By Walt Boyes, Editor in Chief
Times are tough. If we have a job, we worry about keeping it. If we have debt, we're worrying about paying it off. The recession is over, they tell us. Yeah, sure. The economy stinks. In Aurora, Ill., the second largest city in Illinois (yes, Chicago is waaay bigger), the IBEW (electricians) union local is nearing bankruptcy and takeover by the international tional union because none of its members are working. The union hall sits about six miles from a very large Caterpillar plant and a Dial soap plant. Apparently neither plant hires union electricians and automation technicians.

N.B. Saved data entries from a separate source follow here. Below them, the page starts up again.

PR #211, opened 2023-03-06
Remote FS deletion

jsines:
Adds delete functionality on right click for remote FS.

Screenshot 2023-03-06 at 2 00 28 PM

Includes a check to make sure the action was intentional.

Screenshot 2023-03-06 at 2 00 42 PM

### DIFF
--- a/src/lib/commands/remoteFs.ts
+++ b/src/lib/commands/remoteFs.ts
@@ -4,20 +4,25 @@ const { deleteFile } = require('@hubspot/cli-lib/api/fileMapper');
 const { getPortalId } = require('@hubspot/cli-lib');
 
 export const registerCommands = (context: ExtensionContext) => {
-    context.subscriptions.push(
-        commands.registerCommand(COMMANDS.REMOTE_FS.DELETE, async (clickedFileLink) => {
-            console.log(COMMANDS.REMOTE_FS.DELETE);
-            const fileLinkIsFolder = clickedFileLink.icon === 'symbol-folder';
-            const filePath = fileLinkIsFolder ? clickedFileLink.path : clickedFileLink.url.slice(5)
-            const selection = await window.showWarningMessage(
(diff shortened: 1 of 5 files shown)


src/lib/commands/remoteFs.ts
```diff
@@ -0,0 +1,28 @@
...
+export const registerCommands = (context: ExtensionContext) => {
+  context.subscriptions.push(
+    commands.registerCommand(
+      COMMANDS.REMOTE_FS.DELETE,
+      async (clickedFileLink) => {
+        console.log(COMMANDS.REMOTE_FS.DELETE);
+        const fileLinkIsFolder = clickedFileLink.icon === 'symbol-folder';
+        const filePath = fileLinkIsFolder
+          ? clickedFileLink.path
+          : clickedFileLink.url.slice(5);
```
jsines, line 15: Slice here because if it's not a folder its url will have the prefix "hubl:" to make it openable by the `remoteFileProvider`

src/lib/commands/remoteFs.ts
```diff
@@ -0,0 +1,28 @@
...
+        const selection = await window.showWarningMessage(
+          `Are you sure you want to delete ${filePath}? This action cannot be undone.`,
+          ...['Okay', 'Cancel']
```
jasonnrosa, line 18: Just poked around in the app to see what other tools have for the confirmation content (was mainly curious but will toss it down below if helpful at all). Some other examples include:
- Delete this file/folder (when deleting something from design manager)
- Delete (when deleting a page)
- Yes, delete (when deleting a blog)

jasonnrosa (approved):

src/lib/commands/remoteFs.ts
jsines: Gotcha! We have the `hs remove` command as well in the CLI that has no warning beforehand so I think this is probably fine enough warning.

The problem with the economy, they say, is that consumer spending is down, so manufacturers are reluctant to hire because demand for goods and services is down. You may see where this is going. Consumer spending is down because all of us consumers are consumed with worry about the economy, our jobs, the negative value of our houses and whether we will have enough savings to retire on. So we're suddenly saving like squirrels.

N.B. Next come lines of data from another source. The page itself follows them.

PR #214, opened 2023-03-23
Remote FS upload

jsines:
Depends on https://github.com/HubSpot/hubspot-cms-vscode/pull/213/files (changes from that PR are included here)

Adds remote fs upload functionality. Doesn't include support for fieldsjs, I wanted to make this as simple as possible for now and I'm not sure that feature is fully supported yet / gets a ton of use, if we want to add it down the line there's certainly room for it but this is a pretty big chunk as-is.

### DIFF
--- a/src/lib/commands/remoteFs.ts
+++ b/src/lib/commands/remoteFs.ts
@@ -94,9 +94,9 @@ export const registerCommands = (context: ExtensionContext) => {
     commands.registerCommand(
       COMMANDS.REMOTE_FS.UPLOAD,
       async (clickedFileLink) => {
-        let srcPath;
+        let srcPath: string;
         if (clickedFileLink === undefined || !(clickedFileLink instanceof Uri)) { // check if Uri, because having a remoteFs tree item selected will show up here too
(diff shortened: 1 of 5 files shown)


src/lib/commands/remoteFs.ts
```diff
@@ -75,9 +82,142 @@ export const registerCommands = (context: ExtensionContext) => {
...
-        commands.executeCommand('hubspot.remoteFs.refresh');
+        deleteFile(getPortalId(), filePath).then(() => {
+          window.showInformationMessage(`Successfully deleted ${filePath}`);
+          invalidateParentDirectoryCache(filePath);
+          commands.executeCommand('hubspot.remoteFs.refresh');
+        });
+      }
+    )
+  );
+  context.subscriptions.push(
```
bmatto, line 93: I think I'm following the logic branching here - however the cyclomatic complexity is a bit high. Would it be easier to understand/maintain if we could break out some of these branches in their own functions? That would also allow the function name to help describe what the particular logic branch aims to do.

For decades now, the jobs to which we devoted more than 110% effort have been going south or west—and offshore. The average consumer's income is flat or down over the last decade, while manufacturers and sources of capital like banks are reporting record profits.
The government (all governments around the world) bailed out banks and large corporations in 2009, but did nothing to bail out the consumers. Terrified, consumers are fighting back the only way they know how. They're trying to become savers after two generations of profligate spending. The more savings you have, the less likely you are to be eating canned cat food when you retire. And remember, we Baby Boomers are retiring in droves right now, with our retirement planning in tatters and our investments in shreds. So consumers aren't consuming, and companies are retrenching into another recession which, of course, will make consumers consume even less.
According to a recent study by the Institute for Policy Studies (www.ips-dc.org/campaigns/tax-dodging-ceos/index.php), the top 25 U.S. companies paid more to their CEOs than they paid in both federal and state taxes.
There have been two grass roots movements in manufacturing and general business in the past decade or longer. The first is sustainability, which has gotten a great deal of traction. The other is corporate social responsibility, which has not.
It is obvious why sustainability has "legs."
Not only is it good public relations, but also it produces measurable value in the savings and productivity improvements.
It is also very easy to see why the corporate social responsibility movement has gained so little traction: There is no added, measureable value to the corporation in demonstrating social responsibility.
I think a lot of us way down here in the middle class see what's going on, and that's what is spurring a whole set of previously wildly spending consumers to transform nearly overnight into desperate people trying to save as much of their income as they can.
It seems to me that there's a vicious cycle here. Companies have completely different priorities and perceived values than their employees. They believe that they can simply move offshore to a new group of profligate consumers in China and India and Brazil, letting their U.S. workers fall by the wayside. That way, the CEOs won't have to give up their lifestyles for the sake of corporate social responsibility.
If you want to keep your job, your savings, your retirement and your health care benefits, it is certainly time to make your voice heard. We can transform the vicious cycle into a virtuous cycle by making corporate social responsibility as important as sustainability. It's a matter of value.